Zucchero o liquore, la bottiglia fu pagata undici lire ed un soldo dal vecchietto innamorato.
La seconda rarità venduta fu il nostro…. struzzo!… Era un bruttissimo pollo, allevato in Topaia, spelato, tutto occhi e gambe. Rassomigliava ad un vero struzzo ed aveva una particolarità curiosa: mangiava solamente la sera.
Di giorno invece dormiva dinanzi alla stufa.
Presentato come un giovine struzzo del deserto di Sahara, fu venduto per una misera lira. Veramente non ne valeva di più per quanto si volesse spacciare per un volatile africano.
La stessa sera già bolliva in pentola. Povera bestia!…
La terza fu la barba di Maometto, un avanzo di teatro scovato nella vecchia cassa dell’ex-segretario del moro. Fu comperata dal barbiere di Altessano per quaranta soldi ed il taglio della barba al proprietario di quel capo prezioso.
La quarta fu un vecchio violino che aveva una sola corda, unico avanzo della nostra collezione musicale. Presentato come uno Stradivari autentico adoperato da Paganini, ci fruttò tre lire e quaranta centesimi. Il compratore fu l’ufficiale postale.
Dopo quelle quattro rarità furono messi all’asta i tappeti, la nostra collezione di pipe, fra le quali figurava anche quella del Califfo della Mecca, il tamburo della guardia di Napoleone I che suonò la celebre carica di Waterloo, il busto di Dante Alighieri disputato accanitamente da due bovai, e terminammo con una ampolla piena di vino che il tubatore affermava essere dell’epoca di Noè e di averla trovata lui sulla cima del monte Ararat.
Già tutti i compratori se n’erano andati e ci preparavamo a fare i conti di cassa, quando vedemmo un’ombra agitarsi nell’angolo più scuro della nostra sala.
— Mi pare che vi sia un altro compratore, — disse Alfonso, che aveva gli sguardi molto lunghi.
— Che sia qualche ladro? — chiese l’artista barbuto. — Meno male che non vi è più nulla da rubare. —
Quell’ombra si fece innanzi con un fare timido, poi avvicinandosi a Ferrol gli disse con voce quasi piangente: — E la zimarra? È proprio vero che voi non la possedete? —
Fu una risata generale: quell’ombra era la vecchia ebrea, l’amica di Quintino.
— Purtroppo la zimarra non c’è più, — le disse Ferrol. — Però….
— Però?… — chiese la vecchia
— Abbiamo ancora l’attaccapanni della zimarra. Può portarvi fortuna. —
La vecchia per poco non morì dalla gioia, e pagò senz’altro cinque lire chiestele da quell’usuraio tubatore. La compratrice volle portarsi via perfino i chiodi che sorreggevano quell’anticaglia sgangherata.
La sera, fatti i conti di cassa, apprendemmo, con nostro stupore, che quell’asta ci aveva fruttato ottantanove lire e sette soldi.
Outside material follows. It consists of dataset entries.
PR #3165, opened 2026-09-01
Fix \param names in interp_get_base and riscv_timer_set_mtimecmp

darkdi:
Was checking doxygen output on the interp and riscv timer headers and hit two \param names that don't match the argument below them. interp_get_base documents `lane`, which looks copied from interp_set_base just above it, and riscv_timer_set_mtimecmp documents `mtime` from its neighbour. Doxygen drops unmatched names quietly so the build stays green either way. I left the mtimecmp wording alone, it still reads as if the call sets mtime and that seemed like your call.

### DIFF
--- a/src/rp2_common/hardware_interp/include/hardware/interp.h
+++ b/src/rp2_common/hardware_interp/include/hardware/interp.h
@@ -358,7 +358,7 @@ static inline void interp_set_base(interp_hw_t *interp, uint index, uint32_t val
  *  \ingroup hardware_interp
  *
  * \param interp Interpolator instance, interp0 or interp1.
- * \param lane The base register index, 0 or 1 or 2
+ * \param index The base register index, 0 or 1 or 2
  * \return  The current content of the base register
  */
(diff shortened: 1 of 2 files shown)


lurch (approved):

lurch:
> Doxygen drops unmatched names quietly

Well that's a bit annoying :slightly_frowning_face:

darkdi:
I was wrong about that. It does warn, I just checked with 1.18 against the defaults `docs/Doxyfile.in` inherits:

```
t.h:2: warning: argument 'lane' of command @param is not found in the argument list of interp_get_base(void *interp, unsigned index)
t.h:2: warning: The following parameter of interp_get_base(void *interp, unsigned index) is not documented:
  parameter 'index'
```

Both of those, and then it exits 0. So the docs job stays green and the two lines scroll past with everything else. `WARN_AS_ERROR = FAIL_ON_WARNINGS` in `docs/Doxyfile.in` would catch the next one without changing how much output you get, it runs the whole build and only sets the exit code at the end.

PR #3168, opened 2026-09-03
disable pico_unaligned_string_test on google llvm < 21 since it doesn…

kilograham:
this test does not build (missing c library funcs prior to 21.0.0)


will-v-pi:
Does it need disabling in Bazel too, given that's where this google llvm was used previously?

will-v-pi (approved):
Approving for now, but might be good to come back later for the Bazel fix in another PR

kilograham:
yeah, though bazel should already be using a newer version

PR #3171, opened 2026-09-03
temp workaround for failed build with no PICO_DEFAULT_UART

kilograham:
Fix broken build when there is no PICO_DEFAULT_UART... note this is a band-aid fix; opening .. #3172 to track

### DIFF
--- a/src/rp2_common/pico_low_power/low_power.c
+++ b/src/rp2_common/pico_low_power/low_power.c
@@ -172,7 +172,7 @@ static void replace_null_enable_values(const clock_dest_bitset_t *keep_enabled,
     }
 }
 
-static void add_library_clocks(clock_dest_bitset_t *local_keep_enabled) {
+static void add_library_clocks(__unused clock_dest_bitset_t *local_keep_enabled) {
 #if LIB_PICO_STDIO_USB || LIB_TINYUSB_HOST || LIB_TINYUSB_DEVICE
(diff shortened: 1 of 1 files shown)


will-v-pi:
A better fix might be to replace the `PICO_DEFAULT_UART` references with `UART_NUM(uart_default)`, as other `LIB_PICO_STDIO_UART` sections rely on `uart_default` always being defined

kilograham:
Well not uart_default is derived from PICO_DEFAULT_UART, but if you are referring to the better fix in the other issue then we can discuss there

src/rp2_common/pico_low_power/low_power.c
will-v-pi: Needs to be marked `__unused` too, otherwise `kitchen_sink` with `PICO_BOARD=none` fails with `error: unused parameter 'local_keep_enabled'`

```suggestion
static void add_library_clocks(__unused clock_dest_bitset_t *local_keep_enabled) {
```

will-v-pi:
> A better fix might be to replace the `PICO_DEFAULT_UART` references with `UART_NUM(uart_default)`, as other `LIB_PICO_STDIO_UART` sections rely on `uart_default` always being defined

I got confused - I thought `uart_default` was being used without `#ifdef uart_default` in `stdio_uart_init`, but had just misread it

will-v-pi (approved):

PR #3187, opened 2026-09-07
Improve docs around AON timer

### LINKED ISSUE #3180: aon_timer_is_running() is true on boot in SDK 2.3.1! Previously the timer would have to be started
Pico SDK 2.3.1 on Pico 2 W
On boot the aon_timer_is_running() is reported as started, yet does not have a "current" calendar date set. Previous versions of the SDK did not have the aon timer running at boot.

Test case:

int main( void )
{
    stdio_init_all();
    sleep_ms(2000);

    if (aon_timer_is_running())
    	printf("AON Timer is running\n");

...
}

Use Case:
I check the aon_timer to see if the SNTP has sync-ed time to the Pico 2 W. The can pull calendar and time stamps from aon.

will-v-pi:
Improve `low_power_start_aon_timer` docs, and refer to them from `low_power_dormant_for_ms` and `low_power_pstate_for_ms`

Also mention that AON timer persists across most warm reboots on RP2350

Fixes #3180


src/rp2_common/pico_low_power/include/pico/low_power.h
```diff
@@ -414,6 +415,9 @@ static inline int low_power_sleep_for_ms(uint32_t ms, const clock_dest_bitset_t
  *  \ingroup pico_low_power
  *
  * See \ref low_power_dormant_until_aon_timer for more information.
+ * 
+ * NOTE: This calls \ref low_power_start_aon_timer() to ensure the
```
lurch, line 419: Based on the comments in the linked issue, should this also mention that the AON timer will also _continue_ to run after wake-up? (i.e. even if it wasn't running before)

will-v-pi: I don't think that's necessary - the `low_power_start_aon_timer` docs should make it clear that the timer is started, and this makes no mention of stopping it after

PR #3192, opened 2026-09-11
Persistent pstate improvements

will-v-pi:
This now determines the persistent pstate at link time and uses that in `low_power_persistent_pstate_get`, rather than calculating it at runtime (it cannot be done at compile time, because it depends on the size and location of the persistent data section).

I've kept the option for runtime calculation by setting `PICO_LOW_POWER_PERSISTENT_PSTATE_STATIC=0` (e.g. custom linker scripts that don't provide the new `__persistent_data_pstate__`), with the logic copied from the linker script to avoid differing logic in the two places. Also added tests to make sure they give the same value.

Add `pstate_bitset_to/from_uint32` for use with scratch registers and with `__persistent_data_pstate__`, rather than `powman_power_state` directly

Also add `pstate_resume_func_common` for common `pstate_resume_func` stuff in tests, rather than duplicating it everywhere


peterharperuk:
Sorry, dumb questions... what's the advantage of doing this at link time rather than runtime? Is PICO_LOW_POWER_PERSISTENT_PSTATE_STATIC a good name. I guess PICO_LOW_POWER_PERSISTENT_PSTATE_RUN_TIME=1 would be more obvious to me (to get back the old behaviour?)

will-v-pi:
> Sorry, dumb questions... what's the advantage of doing this at link time rather than runtime? Is PICO_LOW_POWER_PERSISTENT_PSTATE_STATIC a good name. I guess PICO_LOW_POWER_PERSISTENT_PSTATE_RUN_TIME=1 would be more obvious to me (to get back the old behaviour?)

It saves about 100 bytes of code, and about half that in CPU cycles

Yeah, the variable name probably needs improvement - `PICO_LOW_POWER_PERSISTENT_PSTATE_RUN_TIME` is probably better

src/rp2350/pico_platform/script_include/section_platform_end.incl
```diff
@@ -1,5 +1,47 @@
...
+    /* Convert into bits */
+    POWMAN_POWER_DOMAIN_XIP_CACHE_BITS  = 1 << POWMAN_POWER_DOMAIN_XIP_CACHE;
+    POWMAN_POWER_DOMAIN_SRAM_BANK0_BITS = 1 << POWMAN_POWER_DOMAIN_SRAM_BANK0;
+    POWMAN_POWER_DOMAIN_SRAM_BANK1_BITS = 1 << POWMAN_POWER_DOMAIN_SRAM_BANK1;
+
+    /* Assert the maximum size, to ensure it doesn't cross from xip cache into main sram */
+    ASSERT(__persistent_data_end__ - __persistent_data_start__ <= SRAM_STRIPED_END - SRAM_BASE, "Persistent data is too large")
+
+    /* Assert end is in striped sram */
+    ASSERT(__persistent_data_end__ <= SRAM_STRIPED_END, "Persistent data ends outside striped sram")
```
peterharperuk, line 31: Is <= right?

src/rp2_common/pico_low_power/low_power.c
```diff
@@ -680,30 +680,43 @@ static pstate_bitset_t *low_power_pstate_get(pstate_bitset_t *pstate) {
...
+    /* Assert the maximum size, to ensure it doesn't cross from xip cache into main sram */
+    assert((uint32_t)__persistent_data_end__ - (uint32_t)__persistent_data_start__ <= SRAM_STRIPED_END - SRAM_BASE);
 
-    // Keep __persistent_data_start__ on
-    if ((uint32_t)__persistent_data_start__ < SRAM_BASE) {
-        pstate_bitset_add(pstate, POWMAN_POWER_DOMAIN_XIP_CACHE);
-    } else if ((uint32_t)__persistent_data_start__ < SRAM4_BASE) {
-        pstate_bitset_add(pstate, POWMAN_POWER_DOMAIN_SRAM_BANK0);
+    /* Assert end is in striped sram */
+    assert((uint32_t)__persistent_data_end__ <= SRAM_STRIPED_END);
```
peterharperuk, line 695: ditto

src/rp2350/pico_platform/script_include/section_platform_end.incl
will-v-pi: Yes, for the end checks, as the end address is set to the next address you can place data

PR #3194, opened 2026-09-11
Fixes #3193: Add pio_sm_get_enabled

### LINKED ISSUE #3193: No function for checking if PIO SM is enabled
You can do this by checking `pio->ctrl` obviously, but it would be a bit cleaner if there was a little helper function for this.

badcf00d:
Adds a little helper function to check if a PIO state machine is enabled


src/rp2_common/hardware_pio/include/hardware/pio.h
```diff
@@ -1098,6 +1098,19 @@ static inline void pio_sm_set_enabled(PIO pio, uint sm, bool enabled) {
     pio->ctrl = (pio->ctrl & ~(1u << sm)) | (bool_to_bit(enabled) << sm);
 }
 
+/*! \brief Check if a PIO state machine is enabled or disabled
+ *  \ingroup hardware_pio
+ *
+ * \param pio The PIO instance; e.g. \ref pio0, \ref pio1 etc.
+ * \param sm State machine index (0..3)
+ * \return true if the SM is enabled
```
```suggestion
 * \return true if the state machine is enabled
```

PR #3197, opened 2026-09-16
Set execute bit on scripts with shebangs

### LINKED ISSUE #3196: Some scripts are missing the execute bit
Some scripts have a shebang but not execute permission, so they cannot be run directly. This is flagged in Fedora packaging.

ypsvlq:
Fixes #3196.


lurch:
Nice catch. However it looks like `tools/bazel_common.py` should probably have the shebang line removed, because it only consists of functions (which are presumably called from other scripts) and doesn't have any "executable" section of it's own?

EDIT: Yep :slightly_smiling_face: 
```
$ git grep bazel_common
tools/bazel_build.py:from bazel_common import (
tools/bazel_buildifier_lint_check.py:from bazel_common import (
tools/check_source_files_in_bazel_build.py:from bazel_common import (
tools/compare_build_systems.py:from bazel_common import SDK_ROOT, setup_logging
tools/run_all_bazel_checks.py:from bazel_common import (
```

lurch (approved):

PR #3199, opened 2026-09-17
Add picotool combine commands

will-v-pi:
Adds `pico_combine_uf2_outputs`, `pico_create_partition_table_uf2` and `pico_create_erase_partition_uf2`

These add support for creating a UF2 containing a partition table, and data for all partitions, including overwriting the first sectors of partitions to deal with pre-existing contents

For example, the uart and encrypted bootloader pico-examples could use these to create a single UF2 containing the bootloader and the file to load:
```cmake
# Create combined UF2 with bootloader and binary in a partition
pico_combine_uf2_outputs(uart_boot_combined uart_boot uart_binary PARTITIONS 0)
```

The `pico_create_..._uf2` functions are provided for when there isn't a bootloader


will-v-pi:
Closing as this is now part of #3202

PR #3202, opened 2026-09-19
Rasperry Pi Connect library preview

kilograham:
APIs and integrations are subject to change


src/common/pico_rpi_connect/rpi_connect.c
```diff
@@ -0,0 +1,1603 @@
...
+        free(json_str);
+        rpi_connect_memory_struct_free(&chunk);
+        return NULL;
+    }
+
+    struct curl_slist *additional_headers = NULL;
+    char sig_header[512];
+    snprintf(sig_header, sizeof(sig_header),
+             "X-Connect-Identity-Signature: %s", signature);
+    additional_headers = curl_slist_append(additional_headers, sig_header);
```
will-v-pi, line 987: I think this needs the `Accept: */*` header added, for on-device use?

```suggestion
    additional_headers = curl_slist_append(additional_headers, sig_header);
    additional_headers = curl_slist_append(additional_headers, "Accept: */*");
```

src/common/pico_rpi_connect_ota/rpi_connect_ota.c
```diff
@@ -0,0 +1,890 @@
...
+
+    for (unsigned int i = 0; i < rows && key_offset < 32; i++) {
+        uint32_t row = otp_raw[start_row + i] & 0x00ffffff;
+        for (int b = 0; b < 3 && key_offset < 32; b++) {
+            out_key[key_offset++] = (unsigned char)(row & 0xff);
+            row >>= 8;
+        }
+    }
+    return 0;
+}
```
will-v-pi, line 878: Keys should be ECC, not RAW - I've added `picotool` support in https://github.com/raspberrypi/picotool/pull/362 for `picotool otp load -s 0xc0 device-priv-key.pem` to go with this change

```suggestion
int rpi_connect_ota_read_identity_key_otp(unsigned int start_row, unsigned char out_key[32]) {
    volatile uint16_t *otp_data = (volatile uint16_t *)OTP_DATA_GUARDED_BASE;
    size_t key_offset = 0;
    unsigned int rows = 32 / 2; // 16 rows of 2 bytes

    for (unsigned int i = 0; i < rows && key_offset < 32; i++) {
        uint16_t row = otp_data[start_row + i];
        for (int b = 0; b < 2 && key_offset < 32; b++) {
            out_key[key_offset++] = (unsigned char)(row & 0xff);
            row >>= 8;
        }
    }
    return 0;
}
```

src/common/pico_rpi_connect_ota/rpi_connect_ota.c
```diff
@@ -0,0 +1,890 @@
...
+
+    rc = ffs_write(file_id, data, data_len + 1); // Include the null terminator
+    if (rc != 0) {
+        RPI_CONNECT_OTA_ERROR("FFS: Failed to write file (%d) length %d\n", rc, data_len);
+        return -1;
+    }
+    return 0;
+}
+
+static char *ffs_get_string(uint8_t file_id) {
```
will-v-pi, line 159: This and `ffs_update_string` seem like useful functions (and is duplicated in the pico-example too) - could they be made public in the `pico_ffs` library instead?

Preferably with the change I suggested in pico-examples to use `strndup(data, rc)` instead, so it supports non-NUL-terminated strings, as those will be easier to provision

tools/CMakeLists.txt
```diff
@@ -784,3 +822,257 @@ function(picotool_postprocess_binary TARGET)
...
+
+# pico_create_erase_partition_uf2(TARGET [FAMILY <family>])
+# \brief_nodesc\ Create a UF2 file which can erase the start of a partition
+#
+# Create a UF2 containing 4096 0xff bytes, which will erase the start of a given partition,
+# and therefore mark the partition as invalid
+#
+# \param\ TARGET The name of the target to create
+# \param\ FAMILY Specify the family for the output UF2 (default is absolute)
+function(pico_create_erase_partition_uf2 TARGET)
```
will-v-pi, line 1056: @lurch suggested there might be a better name for this function - given it just creates a UF2 that overwrites the first 4k of wherever it ends up (start of flash, a partition, or an offset) maybe `pico_create_4k_overwrite_uf2`?

```suggestion
function(pico_create_4k_overwrite_uf2 TARGET)
```

src/rp2_common/pico_flash_image/flash_image.c
```diff
@@ -0,0 +1,559 @@
...
+    if (0 > target_part_idx) {
+        FIMG_DEBUG_PRINTF("error - %s() target_part_idx = %i\n", __FUNCTION__, target_part_idx);
+        return target_part_idx;  // -ve means error ...
+    }
+
+    uint32_t first_sector_number = FIRST_SECTOR_NUMBER(uf2_target_partition.permissions_and_location);
+    uint32_t last_sector_number = LAST_SECTOR_NUMBER(uf2_target_partition.permissions_and_location);
+    uint32_t total_sector_count = 1 + last_sector_number - first_sector_number;
+    uint32_t maximum_code_size = FLASH_SECTOR_SIZE * total_sector_count;
+    uint32_t update_size = UF2_BLOCK_SIZE * fimg_state->total_num_blocks;
```
will-v-pi: This should be `UF2_DATA_PAGE_SIZE`, as that's the size of the actual data being written

```suggestion
    uint32_t update_size = UF2_DATA_PAGE_SIZE * fimg_state->total_num_blocks;
```

PR #3068, opened 2016-04-04
Update php70-msgpack.rb

joanmon:
Php7 branch seems no longer available. It was merged into master.


ablyler:
Does 2.0.1 support PHP7?

javian:
According to this  https://github.com/msgpack/msgpack-php/commit/b29f3fd572b9d2ad8c053efa6279f93862f63657 it seems that 2.0 and onwards supports php7 so 2.0.1 should be fine.

javian:
@joanmon can you update the PR to use versions to complement the head formula or replace it ?

joanmon:
Do you mean to be able to select specific tags or master by default?

javian:
Not quite - look at https://github.com/Homebrew/homebrew-php/blob/master/Formula/php56-msgpack.rb for instance and you will see that it uses a specific release not using git so something more along those lines.

joanmon:
@javian Could you check it? I don't know if It is correct. Thank you

javian:
Looks great but lets just wait and see if it passes the travis tests. =) Thanks for the PR.

PR #3082, opened 2016-04-09
drupal-code-sniffer 8.x-2.7

arnested:


javian:
```
==> Using the sandbox
/usr/bin/sandbox-exec -f /tmp/homebrew20160409-8368-1wpvuwj.sb nice /System/Library/Frameworks/Ruby.framework/Versions/2.0/usr/bin/ruby -W0 -I /usr/local/Library/Homebrew -- /usr/local/Library/Homebrew/build.rb /usr/local/Library/Taps/homebrew/homebrew-php/Formula/drupal-code-sniffer.rb --build-bottle --verbose
==> Downloading http://ftp.drupal.org/files/projects/coder-8.x-2.7.tar.gz
Already downloaded: /Library/Caches/Homebrew/drupal-code-sniffer-8.x-2.7.tar.gz
==> Verifying drupal-code-sniffer-8.x-2.7.tar.gz checksum
tar xf /Library/Caches/Homebrew/drupal-code-sniffer-8.x-2.7.tar.gz
Error: Operation not permitted - /usr/local/share/drush
```
Should there not be a dependency to the drush formula in the drupal-code-sniffer since its using drush ?

arnested:
Yes, there should be a dependency on `drush`. Added and pushed.

arnested:
But the missing dependency was actually not why the test-bot failed. It failed because it tried to link the standard into the shared drush folder while building the bottle. Splitting the `install` method into an `install` method and a `postinstall` method did the trick (and is the right behaviour).

PR #3088, opened 2016-04-10
phplint 3.0 20160307

javian:


javian:
Mavericks comes with PHP 5.4 so I'm assuming it fails on that platform for that reason and there's no dependency on PHP in the formula. Should we add a dependency to PHP on Mavericks only ?

ablyler:
@javian that sounds like a good idea to me

Issue #2544, opened 2015-11-27
php**-intl broken after ﻿﻿icu4c upgrade


derrabus:
I've upgraded my homebrew packages today and got an update for icu4c from 55.1 to 56.1. After that upgrade, php fails to load its intl extension:

```
PHP Warning:  PHP Startup: Unable to load dynamic library '/usr/local/opt/php70-intl/intl.so' - dlopen(/usr/local/opt/php70-intl/intl.so, 9): Library not loaded: /usr/local/opt/icu4c/lib/libicui18n.55.dylib
  Referenced from: /usr/local/opt/php70-intl/intl.so
  Reason: image not found in Unknown on line 0
```

The output above is from php 7.0 RC7, but I can also reproduce this with the corresponding php 5.6 and 5.3 packages. I assume that 5.4 and 5.5 are also affected, but I don't have those packages installed at the moment. Running `brew reinstall php70-intl` does not fix the problem.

A mezzanotte già buona parte erano scomparse nella cena d’addio!…
Due giorni dopo io partivo per Parigi assieme all’ex-segretario del moro e all’artista barbuto, avendo potuto vendere miniature pregiate offerte a parte e che avevano fruttata una bella somma.
Ferrol ed il letterato sono invece andati a piantare cavoli in una villettina presa in affitto sulla Riviera Ligure, perchè anche loro hanno venduto i loro lavori e sono oggi assai danarosi.
Ho saputo poi che la nostra Topaia è stata presa da un inglese reduce dal Capo di Buona Speranza e che il letterato e Ferrol portati in alto da non so quale altro colpo di fortuna, sono diventati possessori d’una pariglia…. di asinelli che hanno dipinto da zebre!…
Fu una risata generale: quell’ombra era la vecchia ebrea….
Il magistrato poi è rimasto nella villa ricordando, sospirando, le nostre allegrie.
Rivedrò ancora quei cari amici?… Lo spero.